# The problem
Each line of the data below from the one holding "Issue #94, opened 2020-01-24" to the one holding "In my summary, this", inclusive, is to be reproduced exactly; no other line belongs in the answer.
--------
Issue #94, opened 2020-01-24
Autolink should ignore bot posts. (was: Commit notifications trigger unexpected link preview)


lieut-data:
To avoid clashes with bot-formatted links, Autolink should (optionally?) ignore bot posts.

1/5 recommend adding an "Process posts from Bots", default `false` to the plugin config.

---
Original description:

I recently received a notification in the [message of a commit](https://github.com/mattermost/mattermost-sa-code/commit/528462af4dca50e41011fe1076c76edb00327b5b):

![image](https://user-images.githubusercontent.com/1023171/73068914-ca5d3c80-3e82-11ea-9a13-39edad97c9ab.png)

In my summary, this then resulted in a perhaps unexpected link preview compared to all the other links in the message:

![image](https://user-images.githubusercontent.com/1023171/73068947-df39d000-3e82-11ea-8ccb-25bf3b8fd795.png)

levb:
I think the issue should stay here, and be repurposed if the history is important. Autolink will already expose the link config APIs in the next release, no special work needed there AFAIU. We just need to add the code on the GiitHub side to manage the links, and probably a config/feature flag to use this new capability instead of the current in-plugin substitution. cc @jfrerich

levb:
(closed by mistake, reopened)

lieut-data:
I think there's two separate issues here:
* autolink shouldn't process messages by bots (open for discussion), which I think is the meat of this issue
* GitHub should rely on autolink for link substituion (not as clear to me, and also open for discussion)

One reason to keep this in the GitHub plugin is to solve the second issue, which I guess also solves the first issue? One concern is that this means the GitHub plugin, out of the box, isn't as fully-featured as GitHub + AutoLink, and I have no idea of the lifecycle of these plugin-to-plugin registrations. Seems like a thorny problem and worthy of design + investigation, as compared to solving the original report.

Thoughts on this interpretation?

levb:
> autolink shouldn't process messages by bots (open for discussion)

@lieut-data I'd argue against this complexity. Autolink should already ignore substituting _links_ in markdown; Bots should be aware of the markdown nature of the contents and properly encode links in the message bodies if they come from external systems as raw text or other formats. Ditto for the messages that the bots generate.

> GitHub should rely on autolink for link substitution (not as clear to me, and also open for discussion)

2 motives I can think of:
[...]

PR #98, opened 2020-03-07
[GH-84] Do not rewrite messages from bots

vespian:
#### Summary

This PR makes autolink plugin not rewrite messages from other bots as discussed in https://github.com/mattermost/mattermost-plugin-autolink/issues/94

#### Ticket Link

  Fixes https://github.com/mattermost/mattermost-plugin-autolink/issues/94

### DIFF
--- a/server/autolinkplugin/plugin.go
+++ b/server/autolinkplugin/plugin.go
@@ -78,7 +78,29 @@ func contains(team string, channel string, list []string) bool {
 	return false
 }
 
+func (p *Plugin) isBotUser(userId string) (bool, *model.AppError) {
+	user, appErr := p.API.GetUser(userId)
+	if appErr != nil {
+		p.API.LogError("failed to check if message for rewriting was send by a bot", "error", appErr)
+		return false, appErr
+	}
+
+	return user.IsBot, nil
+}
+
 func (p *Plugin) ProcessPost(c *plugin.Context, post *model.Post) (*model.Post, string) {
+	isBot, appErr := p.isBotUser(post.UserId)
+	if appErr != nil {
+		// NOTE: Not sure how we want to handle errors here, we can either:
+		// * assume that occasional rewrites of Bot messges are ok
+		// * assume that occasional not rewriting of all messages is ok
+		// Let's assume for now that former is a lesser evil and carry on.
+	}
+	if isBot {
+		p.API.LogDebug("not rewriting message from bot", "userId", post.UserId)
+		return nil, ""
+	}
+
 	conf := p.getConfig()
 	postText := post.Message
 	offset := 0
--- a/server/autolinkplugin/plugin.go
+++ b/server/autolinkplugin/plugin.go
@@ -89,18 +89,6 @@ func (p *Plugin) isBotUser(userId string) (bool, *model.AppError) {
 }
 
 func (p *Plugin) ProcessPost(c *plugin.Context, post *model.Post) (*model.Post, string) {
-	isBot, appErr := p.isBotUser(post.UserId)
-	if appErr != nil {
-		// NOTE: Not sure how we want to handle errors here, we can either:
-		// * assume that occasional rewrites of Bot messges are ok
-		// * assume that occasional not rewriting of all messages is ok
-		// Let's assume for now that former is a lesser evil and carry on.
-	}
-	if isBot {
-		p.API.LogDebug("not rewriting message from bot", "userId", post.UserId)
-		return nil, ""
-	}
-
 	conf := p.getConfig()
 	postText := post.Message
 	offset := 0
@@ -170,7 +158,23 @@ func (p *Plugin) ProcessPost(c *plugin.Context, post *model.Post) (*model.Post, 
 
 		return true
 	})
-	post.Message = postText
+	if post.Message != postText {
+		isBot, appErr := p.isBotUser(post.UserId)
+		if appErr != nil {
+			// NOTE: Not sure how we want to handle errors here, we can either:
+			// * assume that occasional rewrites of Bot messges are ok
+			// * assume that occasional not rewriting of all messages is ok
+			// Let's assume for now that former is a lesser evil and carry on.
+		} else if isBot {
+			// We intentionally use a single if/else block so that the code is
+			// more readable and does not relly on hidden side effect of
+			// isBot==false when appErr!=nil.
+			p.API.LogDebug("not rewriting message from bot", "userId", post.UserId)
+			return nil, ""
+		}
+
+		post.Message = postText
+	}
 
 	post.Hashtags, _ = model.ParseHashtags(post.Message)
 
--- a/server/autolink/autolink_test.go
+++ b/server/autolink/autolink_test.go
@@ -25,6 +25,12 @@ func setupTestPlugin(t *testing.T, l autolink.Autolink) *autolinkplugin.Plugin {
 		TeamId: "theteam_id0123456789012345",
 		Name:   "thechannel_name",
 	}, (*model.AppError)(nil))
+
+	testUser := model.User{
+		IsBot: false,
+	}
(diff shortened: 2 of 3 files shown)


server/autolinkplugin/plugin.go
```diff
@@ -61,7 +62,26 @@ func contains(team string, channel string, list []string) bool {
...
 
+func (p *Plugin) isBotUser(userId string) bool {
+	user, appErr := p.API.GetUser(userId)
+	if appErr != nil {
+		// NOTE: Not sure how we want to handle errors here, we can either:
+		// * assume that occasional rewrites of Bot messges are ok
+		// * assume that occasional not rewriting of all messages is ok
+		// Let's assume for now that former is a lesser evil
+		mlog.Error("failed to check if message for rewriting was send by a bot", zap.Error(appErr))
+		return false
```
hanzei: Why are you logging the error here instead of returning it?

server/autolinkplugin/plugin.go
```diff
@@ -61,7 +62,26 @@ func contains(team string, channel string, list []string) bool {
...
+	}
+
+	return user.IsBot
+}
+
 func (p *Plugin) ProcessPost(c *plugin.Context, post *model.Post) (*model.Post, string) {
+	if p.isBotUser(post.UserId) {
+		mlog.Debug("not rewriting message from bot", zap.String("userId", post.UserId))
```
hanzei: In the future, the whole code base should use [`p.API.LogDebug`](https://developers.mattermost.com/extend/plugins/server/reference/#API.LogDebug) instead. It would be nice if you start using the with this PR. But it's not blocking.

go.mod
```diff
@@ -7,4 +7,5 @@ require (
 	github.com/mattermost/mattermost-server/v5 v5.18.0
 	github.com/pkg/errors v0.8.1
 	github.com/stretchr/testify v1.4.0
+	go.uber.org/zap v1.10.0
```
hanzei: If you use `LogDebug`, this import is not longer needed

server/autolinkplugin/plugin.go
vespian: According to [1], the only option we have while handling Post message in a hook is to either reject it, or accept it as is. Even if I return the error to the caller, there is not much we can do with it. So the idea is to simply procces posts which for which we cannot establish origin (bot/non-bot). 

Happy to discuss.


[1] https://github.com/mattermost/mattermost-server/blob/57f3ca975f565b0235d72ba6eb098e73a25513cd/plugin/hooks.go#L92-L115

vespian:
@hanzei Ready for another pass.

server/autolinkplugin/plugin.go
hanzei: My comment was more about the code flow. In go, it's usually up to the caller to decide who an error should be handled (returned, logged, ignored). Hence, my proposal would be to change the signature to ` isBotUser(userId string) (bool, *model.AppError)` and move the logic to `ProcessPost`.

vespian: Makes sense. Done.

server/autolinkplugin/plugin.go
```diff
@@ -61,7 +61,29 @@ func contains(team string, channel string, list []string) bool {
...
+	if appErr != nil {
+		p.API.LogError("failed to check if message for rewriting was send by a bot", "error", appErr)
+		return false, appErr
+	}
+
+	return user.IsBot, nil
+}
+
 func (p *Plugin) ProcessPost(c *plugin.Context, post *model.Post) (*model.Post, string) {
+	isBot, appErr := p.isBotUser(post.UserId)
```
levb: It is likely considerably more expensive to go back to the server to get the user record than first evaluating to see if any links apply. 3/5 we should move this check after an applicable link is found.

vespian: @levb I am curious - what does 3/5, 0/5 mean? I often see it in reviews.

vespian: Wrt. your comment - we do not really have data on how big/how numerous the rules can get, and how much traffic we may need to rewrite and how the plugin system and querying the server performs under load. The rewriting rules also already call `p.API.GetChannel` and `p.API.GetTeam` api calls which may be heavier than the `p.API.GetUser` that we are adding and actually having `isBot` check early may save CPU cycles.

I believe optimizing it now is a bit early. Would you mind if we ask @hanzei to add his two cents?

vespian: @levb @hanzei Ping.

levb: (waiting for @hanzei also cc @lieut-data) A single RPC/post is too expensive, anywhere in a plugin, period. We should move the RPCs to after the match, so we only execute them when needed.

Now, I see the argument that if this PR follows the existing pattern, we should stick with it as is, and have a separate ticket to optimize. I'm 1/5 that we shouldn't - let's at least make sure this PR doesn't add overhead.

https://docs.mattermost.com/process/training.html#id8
--------
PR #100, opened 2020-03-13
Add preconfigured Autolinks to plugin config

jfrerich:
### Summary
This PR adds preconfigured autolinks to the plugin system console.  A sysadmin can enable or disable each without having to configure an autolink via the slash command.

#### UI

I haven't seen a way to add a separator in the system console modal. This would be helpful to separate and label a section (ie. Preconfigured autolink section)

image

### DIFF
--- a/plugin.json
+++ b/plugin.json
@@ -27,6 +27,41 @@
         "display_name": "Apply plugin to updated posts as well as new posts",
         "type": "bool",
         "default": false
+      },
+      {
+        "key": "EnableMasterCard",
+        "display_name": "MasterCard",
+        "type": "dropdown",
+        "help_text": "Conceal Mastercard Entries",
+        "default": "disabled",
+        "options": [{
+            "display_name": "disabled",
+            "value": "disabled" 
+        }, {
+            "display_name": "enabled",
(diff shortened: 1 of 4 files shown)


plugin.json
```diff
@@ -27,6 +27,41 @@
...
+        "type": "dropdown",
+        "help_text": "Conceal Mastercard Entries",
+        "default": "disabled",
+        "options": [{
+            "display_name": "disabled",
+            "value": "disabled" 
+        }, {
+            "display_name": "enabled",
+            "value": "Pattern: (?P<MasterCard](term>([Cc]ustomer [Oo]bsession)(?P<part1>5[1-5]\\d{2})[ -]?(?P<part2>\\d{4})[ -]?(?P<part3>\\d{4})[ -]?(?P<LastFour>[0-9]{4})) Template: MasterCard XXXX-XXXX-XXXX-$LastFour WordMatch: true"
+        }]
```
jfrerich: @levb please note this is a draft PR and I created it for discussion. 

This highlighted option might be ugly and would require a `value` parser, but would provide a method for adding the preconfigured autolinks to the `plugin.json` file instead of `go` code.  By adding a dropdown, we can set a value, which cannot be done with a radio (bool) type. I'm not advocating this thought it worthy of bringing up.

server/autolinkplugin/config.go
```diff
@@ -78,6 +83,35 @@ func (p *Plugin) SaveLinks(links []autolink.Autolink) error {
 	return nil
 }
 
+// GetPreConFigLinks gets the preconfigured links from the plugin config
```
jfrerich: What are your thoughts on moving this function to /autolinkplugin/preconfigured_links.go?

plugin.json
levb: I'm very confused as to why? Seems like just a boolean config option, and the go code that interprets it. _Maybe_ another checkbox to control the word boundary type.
--------
# Answer
Issue #94, opened 2020-01-24
Autolink should ignore bot posts. (was: Commit notifications trigger unexpected link preview)


lieut-data:
To avoid clashes with bot-formatted links, Autolink should (optionally?) ignore bot posts.

1/5 recommend adding an "Process posts from Bots", default `false` to the plugin config.

---
Original description:

I recently received a notification in the [message of a commit](https://github.com/mattermost/mattermost-sa-code/commit/528462af4dca50e41011fe1076c76edb00327b5b):

![image](https://user-images.githubusercontent.com/1023171/73068914-ca5d3c80-3e82-11ea-9a13-39edad97c9ab.png)

In my summary, this then resulted in a perhaps unexpected link preview compared to all the other links in the message:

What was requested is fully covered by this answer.